Actúan directamente sobre la placa, extirpándola o incindiéndola para conseguir el enderezamiento del pene. Son más complejas que las anteriores, requieren, en la mayoría de los casos, la disección del paquete vásculo-nervioso dorsal y la sustitución de la placa por un injerto autólogo o implante de material sintético.

Están indicadas en casos de incurvación severa en pacientes que no tengan disfunción eréctil asociada. Su complicación más importante es la impotencia postoperatoria, principalmente en las técnicas de excisión completa de la placa.

n       Técnica de Horton y Devine (excisión de la placa e injerto): Consiste en la exéresis completa de todo el tejido fibroso, tras abordaje subcoronal, y sustitución por un injerto libre de dermis, túnica vaginal o duramadre.

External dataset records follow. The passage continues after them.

PR #437, opened 2026-08-09
Lore management: a session ledger, a shared chapter-read budget, and a duplicate consolidation window

Pento95:
Two commits: the lore management refactor, and a pass over it.

## Correctness

- **`foldName` folded every Cyrillic, Greek and CJK name to the empty string**, so `sameEntityName` reported any two of them as the same entity, across the classifier's fourteen call sites. Folds on `\p{L}\p{N}` now, like the rest of `text.ts`.
- **A rendered entity line was re-readable as a name.** The classifier was shown `- Eira (claimed as a consort) [inactive]` and returned that whole string as the name; `sameEntityName` missed, and a second character was created — four of thirty-eight on a measured 41-chapter save, two carrying the subject's own `relationship` verbatim. Name and attributes are separate lines now, here and in the narrator block whose prose the classifier also reads.
- **Lore changes go through `LoreSessionLedger`**, one slot per index of the array the tools index into. A create-then-update lands as one create, an update-then-delete as one delete, and a second update to the same entry keeps the first — all silently dropped before, after the tool had already answered `success: true`. A merge carries `hiddenInfo` from every source, which the agent is never shown and so could not carry itself.
- A duplicate group counts as resolved when it has **collapsed to one member**, not when a member was touched: an update is what the agent does anyway, so the obligation opened its own gate.
- `keep_separate` must name every index of a group; closing on one shared index dismissed neighbours the agent had never read.
- `create_entry`'s duplicate refusal matches on `foldName`, not the detector's deliberately lenient `normalizeName`, which read "De Luca" as "Luca" and refused a legitimate entry.

## Duplicate consolidation

`services/duplicates` groups both pools. The world state had no detector at all and is where duplicates actually accumulate — the classifier mints a new `Character` for every new title, so one save held `Baron Kaelen` and `Forge-Master Kaelen`, `Captain Vor'koth`, `General Vor'koth` and `The Captain`.

A **Duplicates** window in the Active Context panel resolves them one group at a time. A merge is shown as a plan before it is written: every field carries where its value came from (`only`, `agreed`, `union`, `conflict`), conflicts are picked by the user, and prose can keep both. Deleting rows is not undoable, so nothing is decided silently — and there is no "the newer row wins", because `characters`, `locations` and `items` have no creation timestamp.

Dismissals persist in `kept_separate` (migration 037), keyed by normalized name pair and scoped to a branch. The lore agent reads the same table and writes its own `keep_separate` decisions to it, so neither side re-argues a settled question.

## Cost and concurrency

- **`ChapterQueryBudget`** is shared by both agents that can read a whole chapter: a budget, a repeat cache, and failures cached like answers. Retrieval spends 3 per turn, lore management 6 per session, and the refusal names `grep_chapters` only where that tool is registered. Removes the duplicate dedup wrapper in `AgenticRetrievalService`.
- **One lore session per branch**, enforced in the coordinator rather than in a UI flag that lingers two seconds after a run. Manual chapter creation is refused while a turn's background tasks are building one.
- The session's inputs are read **when it starts**, not when the turn did — the classifier and the chapter check both run in between, so the snapshot was missing the entries just classified and the chapter that triggered the run.
- `finishOnlyOnLastStep` applies to lore management too, so hitting the ceiling costs the account of the run rather than the run.

## Removals

- The Tier 1 "by state" branch in `EntryRetrievalService`: `isPresent`, `isCurrentLocation`, `inInventory` and faction standing were initialized blank by every path and written by nothing, so none of the four conditions ever fired.
- `mentionCount` / `firstMentioned` / `lastMentioned`, never produced. The columns stay, with their defaults.
- Three unused stop-condition factories, and two `ContextWindowSettings` keys with no reader.
- `recentEntriesForRetrieval` → `recentEntriesForSuggestions`: it named the one thing it does not drive. Migrated for anyone who had tuned it.

Defaults live in `core/defaults.ts` as `*_DEFAULTS`, and consumers never write `?? <default>` — that form had put four stale copies of `maxIterations` in the tree at once.

**+69 tests.** `check`, `lint` and the suite are green; lint warnings are unchanged from the baseline.

## Summary by CodeRabbit

- **New Features**
  - Added duplicate-entity review, merge previews, and “keep separate” decisions for characters, locations, items, and lore entries.
  - Added manual lore-management controls, progress summaries, and safeguards against concurrent runs.
  - Added shared chapter-query limits and caching.

- **Bug Fixes**
  - Prevented manual chapter creation during active background work.
  - Improved name matching, duplicate handling, and lore-field cleanup.
  - Migrated context settings while preserving existing preferences.

- **Documentation**
  - Streamlined the product overview, setup instructions, development guidance, and technology information.


Pento95:
@coderabbitai Checked each finding against current code; fixes are in the follow-up commit.

**Accepted:** empty `pairKeys` — the real one: a group of identically named rows was dropped before it was ever offered, in the window and in the agent's worklist alike. Plus `injectionMode` not mirrored onto the tool-visible entry, unawaited `onKeepSeparate`, `sameEntityName` on an empty fold, `applyMergePlan` writing `null` over the non-nullable `visited`/`status`, `onForget` without a `finally`, `kept_separate.branch_id` nullable inside the PK (SQLite doesn't enforce it, so `INSERT OR IGNORE` appended a row per repeated dismissal), `delete_entry` missing from the duplicate-workflow instructions, `list_entries`' error shape, and the three doc fixes.

**Declined:** `resetAllSettings` never touched `serviceSpecificSettings` at all — pre-existing. `mergeGroup` atomicity: the store methods also drive reactive state, so wrapping them is riskier than the failure. Blocking in `findDuplicateGroups`, in-flight dedup in `chapterQueries` (tools run sequentially), `'empty'` `FieldOrigin`, the redundant `.filter(Boolean)`, comment reordering: cosmetic or premature. On `loreSession`: fair, but the thunk exists to read fresh — `storyId` now comes from the store with the rest of the snapshot instead.

Two it missed: the group key wasn't pool-qualified, so a `Character` group and a lorebook `Entry` group for one person collided in a keyed `{#each}`; and `foldName` split words on the apostrophe instead of joining across it, so `Kaelen's Rest` didn't match `Kaelens Rest` — an example its own doc comment claimed worked.

src/lib/utils/text.ts
```diff
@@ -611,3 +611,49 @@ export function expandRangeBidirectional(
...
+ *
+ * Articles are kept, and that is the whole difference from `normalizeName`. Two names that
+ * differ by an article are the same *subject* but not the same *trigger*: matching is
+ * literal and whole-word, so the alias "The Citadel" fires on that two-word phrase while
+ * the keyword "Citadel" fires on the bare word, and neither makes the other redundant.
+ * Lorebook-entry *identity* is judged by `normalizeName`, which does strip them.
+ *
+ * The character class is `\p{L}\p{N}`, like the rest of this file, and deliberately not
+ * `a-z0-9`: the ASCII form folds every Cyrillic, Greek and CJK name to the empty string,
+ * and empty compares equal to every other one.
```
a-frazier, line 626: Dumb American here: Is this really the best choice?

a-frazier (approved):

src/lib/utils/text.ts
Pento95: wdym?

failerko: Probably fine i think. It seems like lorebooks are completely exempt from translation so it should be eng only, which should be fine for this...

The fact lore management output is exempt from translation is an issue of it's own but oh well.

PR #439, opened 2026-08-10
Sync: multi-select pull/push in the sync modal

MrLinks75:
Adds checkboxes to the Pull/Push story lists so multiple stories can be
synced in one go instead of one at a time. Each story is still pulled or
pushed via its own authenticated request, conflict check, and pre-sync
backup, run sequentially, the batch is just a loop over the existing
per-story flow.

## Summary by CodeRabbit

* **New Features**
  * Added support for selecting and transferring multiple stories at once.
  * Added select-all controls for streamlined batch selection.
  * Added independent pull and push actions for greater control.
  * Added conflict previews before pulling stories.
  * Added per-story progress tracking with success and failure reporting.
  * Added clearer batch transfer status for both pull and push operations.
  * Improved story replacement handling during transfers.

### DIFF
--- a/src/lib/components/sync/SyncModal.svelte
+++ b/src/lib/components/sync/SyncModal.svelte
@@ -139,16 +139,19 @@
     showReceivedConflict = false
 
     try {
-      // If replacing, delete the existing story first
+      // Look up the existing same-titled story before importing: the freshly imported
+      // story shares that title and sorts first by updated_at, so finding it afterward
+      // would return the new story's own id instead of the one to replace.
       const existingId = await syncService.findStoryIdByTitle(receivedStoryPreview.title)
-      if (existingId) {
-        await syncService.createPreSyncBackup(existingId)
-        await syncService.deleteStory(existingId)
-      }
 
+      // Import the replacement before deleting anything, so a failed import never
+      // leaves the device with neither copy.
       const result = await exportService.importFromContent(receivedStoryJson, true)
 
       if (result.success) {
+        if (existingId) {
+          await syncService.deleteStory(existingId)
+        }
         await story.loadAllStories()
         syncSuccess = true
         syncMessage = `Successfully received "${receivedStoryPreview.title}"`
@@ -347,6 +350,9 @@
   }
 
   function toggleRemoteSelection(id: string) {
+    // A pending conflict warning was checked against the selection as it stood a moment
+    // ago; any change here invalidates it, so force a fresh check on the next attempt.
+    cancelConflict()
     const next = new SvelteSet(selectedRemoteIds)
     if (next.has(id)) next.delete(id)
     else next.add(id)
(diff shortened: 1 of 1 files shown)


a-frazier (approved):

a-frazier:
### Code review

Found 1 issue:

1. Batch-pulling two remote stories that share the same title silently destroys the first one pulled. Each loop iteration calls `findStoryIdByTitle(s.title)` (which returns the most-recently-updated story with that title, per `getAllStories()`'s `ORDER BY updated_at DESC`), so on the second iteration the lookup returns the story just imported by the first iteration, and the delete-the-old-copy step removes it — while `succeeded` already recorded it as pulled. The upfront conflict check only compares selected titles against existing local stories, not against duplicate titles within the selection itself, so nothing warns the user. This couldn't happen before the PR since only one story could be pulled at a time.

https://github.com/AventurasTeam/Aventuras/blob/29ef984c9d225a226ec87364c08f3753002e68fa/src/lib/components/sync/SyncModal.svelte#L446-L468

A pre-scan of `storiesToPull` for duplicate titles (surfacing them in the conflict warning), or resolving all `existingId`s before the loop starts, would close the gap.

🤖 Generated with [Claude Code](https://claude.ai/code)

<sub>- If this code review was useful, please react with 👍. Otherwise, react with 👎.</sub>

Pento95:
Thanks for this — import-before-delete genuinely fixes a case where a failed download left the device with neither copy, and restoring the previously open story after a push batch is a good catch. +1 to @a-frazier's duplicate-title finding; a few more things I'd like you to check, in case I've misread the flow.

**The pre-sync backup is gone from both pull paths.** `master` called `createPreSyncBackup(existingId)` before `deleteStory(existingId)` in `pullStory` and `importReceivedStory`; only the push one survives. The new ordering protects against a failed import, but the backup protected against something else — pulling an older copy over newer local work — and that's now unrecoverable. The conflict warning was reworded away from it too, so it isn't visible from the UI. Intended?

**A throw outside the per-item try leaves the modal stuck.** `pullSelectedStories` has `try/finally` but no `catch` (master wrapped the whole body). If `await story.loadAllStories()` throws, `reportBatchResult` never runs and `setSyncMode('connected')` is skipped — and the template renders the spinner for `syncMode === 'syncing'` regardless of `loading`, so it's a permanent spinner with no footer and no Done. Same shape on push, where `story.closeStory()` sits unguarded before `loading = false`.

**A partial failure renders as a full success.** `reportBatchResult` sets `syncSuccess = true` as soon as one story succeeds, and the success block is a hardcoded green check with "Sync Complete!" — 1-of-5 and 5-of-5 look identical, with the failures only in the body text.

**Double-clicking "Pull N Selected" can start two batches.** The conflict pre-check runs N sequential `await checkStoryExists` calls *before* `loading = true`, and the button is only disabled on `!loading` — so it stays live for the whole pre-check, and that window grows with the selection size. Setting `loading = true` first would close it.

Heads-up: this and #446 both rewrite `pullStory` and `importReceivedStory` in the same file, so whichever lands second needs a real merge.

PR #444, opened 2026-08-12
Fix: Story pack template resolution, chapter summary schema length enforcement

### LINKED ISSUE #443: Suggestion agent
<kbd>[Centipede](https://discord.com/channels/1456625039846805686/1537122551682302002/1537122551682302002)</kbd> [Centipede](https://discord.com/channels/1456625039846805686/1537122551682302002/1537122551682302002)  `BOT`

So, my suggestions prompts seems not to be working when applied to a custom prompt pack, it only works if I change the default prompt pack

---
[View on Discord](https://discord.com/channels/1456625039846805686/1537122551682302002/1537122551682302002)

failerko:
## Summary by CodeRabbit

* **New Features**
  * AI-generated content, translations, retrieval, and image prompts now use the selected story or pack context.
  * Added consistent style-prompt resolution with fallback support for custom and default packs.
  * Wizard generation and character-card tools now preserve the selected pack context.

* **Bug Fixes**
  * Prevented story switches during generation from redirecting in-progress AI tasks.
  * Improved consistency and accuracy of story-specific prompts across workflows.
  * Updated chapter summaries to follow configured prompt verbosity guidance.

### DIFF
--- a/docs/architecture/prompts.md
+++ b/docs/architecture/prompts.md
@@ -19,6 +19,34 @@ stored under the id `<template-id>-user`, and `ContextBuilder.render(id)` return
 resolving both. A service that destructures only `system` silently drops the user half — every service
 except the two whose templates deliberately have none.
 
+### Which pack is "the active pack"
+
+There is no ambient one. A pack is chosen per story (`stories.pack_id`), and the wizard holds its own
+selection until the story it is building exists. A `ContextBuilder` therefore has to be told, and there
+are three ways to build one:
+
+| Factory                          | Use when                                                             |
+| -------------------------------- | -------------------------------------------------------------------- |
+| `ContextBuilder.forStory(id)`    | the template also wants story variables (mode, pov, protagonist, …)   |
+| `ContextBuilder.forPack(id)`     | the service populates its own context and needs only the pack         |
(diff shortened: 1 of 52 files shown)


a-frazier (approved):

Pento95:
The new stylePrompt.ts — ContextBuilder.resolveTemplate() is public and already does the pack → default-pack → built-in chain. Any reason not to lean on it? The two versions already differ slightly (resolveTemplate takes the template if it exists, resolveStylePrompt needs non-empty content), so an empty style template in a custom pack behaves differently depending on which one reads it.

Also in there, the try wraps both lookups. If the custom pack lookup throws for a real reason (DB error, not "template missing"), we skip the default-pack fallback and land on the built-in — losing the global customization. Worth tightening the catch around just the first lookup?

aiService.generateSuggestions still takes promptContext and only logs it, never passes it on. You were already touching that signature — want to drop it while you're there?

And characterVault.svelte.ts:341 / scenarioVault.svelte.ts:285 pass an explicit undefined, which is right for the Vault since it's global. Maybe a one-liner comment so nobody "fixes" it later?

Pento95 (approved):

PR #450, opened 2026-08-16
Entry toolbar overflow menu, image model select, and orphaned checkpoints

Pento95:
On a phone the entry header laid out up to nine icon buttons in a single non-wrapping row, so the rightmost ones rendered outside the card. Below the `sm` breakpoint the secondary actions now fold into an overflow menu; narrate stays inline, copy moves into the menu, and the token badge is hidden there rather than removed.

The image model select no longer prepends a saved id that the provider does not list as if it were a real choice — it reports it under the select instead, and only once the fetch has actually returned something.

Separately: deleting an entry left its checkpoint behind. The branch panel kept offering to branch from it, and the resulting branch pointed at an entry the database no longer held ("Fork entry <id> not found in database"). Both deletion paths now prune those checkpoints, as they already did for chapters and embedded images.

## Summary by CodeRabbit

* **New Features**
  * Added a responsive “More actions” menu for story entries on smaller screens.
  * Added messaging when a previously selected image model is unavailable.
  * Clarified branch messages when checkpoint entries are still loading or have been deleted.

* **Bug Fixes**
  * Prevented branching from deleted story entries or removing entries that serve as branch points.
  * Automatically removed checkpoints associated with deleted entries, including during imports and retry restoration.
  * Preserved unavailable saved image-model selections without adding invalid options.
  * Improved error handling for failed deletions and retry restorations.


a-frazier (approved):

a-frazier:
### Code review

Found 2 issues:

1. `handleStopGeneration` restores lorebook activation data before the new entry-deletion guard runs, bypassing the ordering its own comment requires

`restoreFromBackup` places `assertEntriesRemovable` first, specifically because "a refusal that surfaced later would leave [the activation] restore applied with nothing undone":

https://github.com/AventurasTeam/Aventuras/blob/fc521a6c814015b1c6a602e3a8ba83af86d7abf3/src/lib/services/generation/RetryService.ts#L119-L126

But `handleStopGeneration` calls `restoreActivationData` directly before calling `restoreFromBackup`, so on this path the guard runs after the destructive overwrite instead of before it. If a branch has forked at/after `entryCountBeforeAction` when the user stops generation, activation data gets clobbered before the throw:

https://github.com/AventurasTeam/Aventuras/blob/fc521a6c814015b1c6a602e3a8ba83af86d7abf3/src/lib/services/generation/RetryService.ts#L247-L258

2. `BranchPanel`'s new orphaned-checkpoint filter can misreport a valid checkpoint as "entry deleted" during a branch switch

`getLatestCheckpoint()` filters out checkpoints whose `lastEntryId` isn't in `story.entries`. But `performBranchSwitch` updates `currentStory.currentBranchId` synchronously and only repopulates `story.entries` after an `await`, so during that window a checkpoint belonging to the newly-selected branch can appear orphaned. This is the same "not loaded yet" vs. "actually gone" ambiguity `forkPointTitle` in this same file was written to distinguish for a different button (see the comment there), but the new `createBranchTitle` doesn't have an equivalent "not loaded yet" case:

https://github.com/AventurasTeam/Aventuras/blob/fc521a6c814015b1c6a602e3a8ba83af86d7abf3/src/lib/components/branch/BranchPanel.svelte#L96-L108

🤖 Generated with [Claude Code](https://claude.ai/code)

<sub>- If this code review was useful, please react with 👍. Otherwise, react with 👎.</sub>

Issue #905, opened 2020-10-07
chezmoi fails with userid lookup error


marascio:
## Describe the bug

Running `chezmoi diff` or any other command that performs work (`help` doesn't fail for example) results in the following error: 

```
$ chezmoi diff
chezmoi: user: lookup userid 10001: input/output error
```
## To reproduce

The only special consideration of our environment is that users and groups are defined in LDAP and are not in `/etc/passwd` and `/etc/group`

## Expected behavior

I would expect it to provide the diff of the config to what is currently installed.

## Output of command with `--verbose`

The output does not change, see below.

```
$ bin/chezmoi diff --verbose
chezmoi: user: lookup userid 10001: input/output error
```

## Output of `chezmoi doctor`

```
$ chezmoi doctor
     ok: version 1.8.6, commit cfa3fd2674bc7cd74cbf506f52ebe15723365133, built at 2020-09-28T15:41:30Z, built by goreleaser
     ok: runtime.GOOS linux, runtime.GOARCH amd64
     ok: /home/REDACTED_PATH_TO_DOTFILES (source directory, perm 700)
     ok: /home/REDACTED_HOME (destination directory, perm 755)
     ok: /home/REDACTED_HOME/.config/chezmoi/chezmoi.toml (configuration file)
     ok: /bin/bash (shell)
     ok: /usr/bin/vi (editor)
     ok: /usr/bin/vimdiff (merge command)
     ok: /usr/bin/git (source VCS command, version 2.25.1)
     ok: /usr/bin/gpg (GnuPG, version 2.2.19)
warning: op (1Password CLI, not found)
warning: bw (Bitwarden CLI, not found)
warning: gopass (gopass CLI, not found)
warning: keepassxc-cli (KeePassXC CLI, not found)
warning: lpass (LastPass CLI, not found)
warning: pass (pass CLI, not found)
warning: vault (Vault CLI, not found)
```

n       Técnicas de incisión de la placa: Hoy en día son más utilizadas que las anteriores pues son más sencillas y tienen menor incidencia de impotencia postoperatoria y mejores resultados en cuanto a la incurvación. Consisten en la incisión de la placa en el punto de máxima inflexión y cobertura con injerto autólogo o heterólogo. Si la deformidad supera los 90º, empleamos dos incisiones, o incluso incisiones en “H”. La cobertura más sencilla y más utilizada se realiza con dermis, pero existen muchas variantes:

Colgajo pediculado de dermis del prepucio o de la piel del pene (técnica de Krishnamurti).

Parche de vena dorsal profunda del pene

Fascia temporal

Goretex o Dacron

·         Prótesis de pene:

Indicada cuando la enfermedad de Peyronie se asocie a impotencia de causa orgánica, exista una deformidad severa del pene o se produzca reincurvación postquirúrgica. Se pueden utilizar tanto prótesis maleables o semirrígidas, como hidráulicas. En ocasiones se debe asociar una técnica de Nesbit o plicatura para enderezar el pene.